» Instructions to follow
Look through the entries below and report every line that has "bind".

[Saved data entries]
Segment Open

PR #939, opened 2024-05-10
[MODORDERS-1115] - Extend bind pieces endpoint with functionality whe…

azizbekxm:
https://folio-org.atlassian.net/browse/MODORDERS-1115

- Created method to update previous title item ids
- and updated the bind item ids updating process

image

Segment Closed

» Written answer
[MODORDERS-1115] - Extend bind pieces endpoint with functionality whe…
- and updated the bind item ids updating process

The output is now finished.